Impact on Long-Term Neurobiological Health
As noted in the Atlanta Journal-Constitution’s 2016 serial expose of predators in medicine, “the damage to patients can last for years – if not forever.” The systemic shielding of perpetrators creates a rupture in survivors’ trust in individuals and in societal structures meant to protect them. This compounds their sense of vulnerability and disconnection from the larger social world. Chronic states of dysregulation and betrayal alter brain function, leading to long-term issues like complex PTSD, emotional dysregulation, and impaired cognitive processing.

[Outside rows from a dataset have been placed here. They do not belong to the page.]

Issue #2486, opened 2025-12-01
Request: NDI Output name and group


eeickmeyer:
Some networks with NDI require a specified output name and group in order to prevent NDI from flooding the network, and to keep NDI isolated from other items on the network. For instance, in OBS with the DistroAV plugin installed:

<img width="655" height="778" alt="Image" src="https://github.com/user-attachments/assets/cd309c7f-70f7-4b8a-a988-c57b003a9627" />

As you can see, this would be super beneficial so that networks that require this information can be permitted.

Right now, the only workaround is to route it into OBS via the DistroAV NDI plugin which can then route via the name or group required by the NDI network.

vassbo:
That seems like it would be helpful. I think we should probably add a groups option into the inputs discovery as well.

vassbo:
Let me know if it works or not: https://github.com/ChurchApps/FreeShow/releases/tag/v1.5.5-beta.1

eeickmeyer:
Unfortunately, it's hard to tell as neither field persist between restarts. Both fields require an application restart to take, per the dialog that pops up, but after restart neither is how I left it.

vassbo:
Did you save before closing, after changing the value?

vassbo:
In my testing it looks to be working as when I set a group to a NDI output, it only shows up in the inputs when I set it to that same group.

vassbo:
I made it change the visual state to not saved when changing the group as I'm sure you were not going to be the only one encountering that issue. ;)

eeickmeyer:
Probably a good idea. A lot of people are going to be coming from ProPresenter which saves states like that on-the-fly, so having no indication that they need to save is going to throw them.

PR #2491, opened 2025-12-02
NDI Groups

vassbo:


vassbo:
https://github.com/ChurchApps/FreeShow/issues/2486

PR #2492, opened 2025-12-02
Allways suffix on grid view

yurividal:
This makes it so that when in grid mode, we always display the letter suffix on the grid. 

Stil respects the "Show letter suffix" toggle on the slides itself, but on the verse picker, we should always show the suffix)


vassbo:
Thanks a lot!

PR #2498, opened 2025-12-04
Fix song number search to support alphanumeric values

yurividal:
I noticed that the search wasn't really working as expected, when alphanumeric song numbers:

Before this commit:
image

After this commit:
image

I don't think this breaks any current feature. at least not from my tests.


vassbo:
Looks good, thanks.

The Role of Silence and Cover-Ups in Systemic Failure
These systemic failures are not isolated incidents. They are part of an entrenched culture that protects predators at the expense of victims. My fight for justice is not just about my own experience; it is about exposing these failures and demanding accountability to protect others. Institutions must prioritize the implementation of robust safety protocols and accountability measures to disrupt this harmful cycle and rebuild trust in healthcare.

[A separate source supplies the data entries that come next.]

Issue #2501, opened 2025-12-05
Few more issues with new scripture template system


yurividal:
I've found a few more issues with the new template model:

1) I can't find the option to include reference on first slide. was this removed on purpose?
2) To work arround 1), i created a new template, with {scripture_refference_full} centered. And, spplied the option to "Use custom template on first slide", but, now, i get 2 title slides. 1 with the bible_name and one with the reference.
The first one also doesn't pick up {scripture_name} 
<img width="1953" height="846" alt="Image" src="https://github.com/user-attachments/assets/0dff8ba5-d7c4-4b62-a725-55ce7fb1de47" />

3) The numbering on split-verses is all messed up. As you can see on the screenshot above, i have 2 number ones, and the third part of number 1 doesn't have the number. 

4) {meta_title} doesn't seem to behave as the new {scripture_*} tags. Its using the old model, right?

5) I couldn't find a way to change the size of {scripture_number} without changing the size and colour of {scripture_text} like you did in the default template.

<img width="2454" height="1184" alt="Image" src="https://github.com/user-attachments/assets/519b2171-7822-4089-9f43-e28075061b60" />

vassbo:
1. Use "Custom template on first slide" with dynamic values.
2. It needs to be applied before you convert to show.
3. I have not seen that myself, maybe it's something with your template.
4. It should behave the same in the drawer, and when converting to a show.
5. Any styling to {scripture_number} will be transferred to the number in the drawer.

vassbo:
Remember to test any changes to the template directly in the drawer, and then with convert to show. Not from a template to a show directly!

yurividal:
<img width="2185" height="1219" alt="Image" src="https://github.com/user-attachments/assets/a0a7de71-7d5d-46a1-8ad4-494c1104fcf4" />

I did all you said, but im still getting 2 title slides. I'm not sure where that first slide is coming from. I never had that there.

Also, i still can't find a intuitive way to change the size of the verse number.

https://github.com/user-attachments/assets/c279ca2d-65fd-4cd5-9dfc-81e29933e32f

vassbo:
Oh, I forgot to check for that actually, in my testing I had the option turned off. So set to any template without the {scripture_ values and then turn off the "Reference on first slide" option, and set back to the new template.

See how the {scripture_number} is done with the default template, it should work.
[...]

PR #2502, opened 2025-12-05
Preserve text selection when changing font size in template editor

yurividal:
This is my attempt to improve what was discussed [here](https://github.com/ChurchApps/FreeShow/issues/2501)

- Add capture phase mousedown handler to save selection before input focus
- Check if selection is inside .edit element before updating selection variable
- Prevents selection from being overwritten when clicking on style inputs
- Allows applying font size changes to selected text only


vassbo:
Doesn't this do the same as the already existing code? I don't get what's different.

PR #2503, opened 2025-12-05
Add auto-convert feature for scripture templates - POC

yurividal:
This is a proof of concept about what we spoke earlier. I added a button to the template editor, that attempts to auto-convert an old scripture template to the new scripture mode.
Because the previous mode was only based on order of elements, i have implemented 4 different strategies to try to "guess" what the old template was being used for. The button cycles through the 4 strategies, in the hope that one of them will match what the user wants - or close to it.
Here are the methods:

Combined (Smart) - Uses weighted scoring from position, size, and content analisis
Position-based - Items at top = verse, items at bottom = reference
Size-based - Largest text = verse, smallest = reference/version
Content-based - Analises text patterns (chapter:verse notation, Bible version names, etc.)

Before converting, we store the original items to enable retry with different strategies and enable undo.

If you like this strategy, we can then try to add the convert button into a location that makes sense

### DIFF
--- a/src/frontend/components/edit/scripts/convertScriptureTemplate.ts
+++ b/src/frontend/components/edit/scripts/convertScriptureTemplate.ts
@@ -1,0 +1,466 @@
+import type { Item, Template } from "../../../../types/Show"
+import { clone } from "../../helpers/array"
+import { getStyles } from "../../helpers/style"
+
+interface ItemAnalysis {
+  index: number
+  item: Item
+  type: "text" | "other"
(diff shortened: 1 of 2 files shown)


vassbo:
If were are gonna do the auto convertion we have all the data to do it correctly and not "guess", but that requires a lot of work, and it will be just temporary anyway, as the old system will be removed in a future update.

I gues most people does not use custom templates, and the people that do should be able to figure out how to customize them again with the new system.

This post includes content generated by ChatGPT, a language model developed by OpenAI. The AI-generated content has been reviewed and edited for accuracy and relevance.

 

About Shay Seaborne, CPTSD

Former tall ship sailor turned trauma awareness activist-artist Shay Seaborne, CPTSD has studied the neurobiology of fear / trauma /PTSD since 2015. She writes, speaks, teaches, and makes art to convey her experiences as well as her understanding of the neurobiology of fear, trauma theory, and principles of trauma recovery. A native of Northern Virginia, Shay settled in Delaware to sail KALMAR NYCKEL, the state’s tall ship. She wishes everyone could recognize PTSD is not a mental health problem, but a neurophysiological condition rooted in dysregulation, our mainstream culture is neuro-negative, and we need to understand we can heal ourselves and each other through awareness, understanding, and safe connection.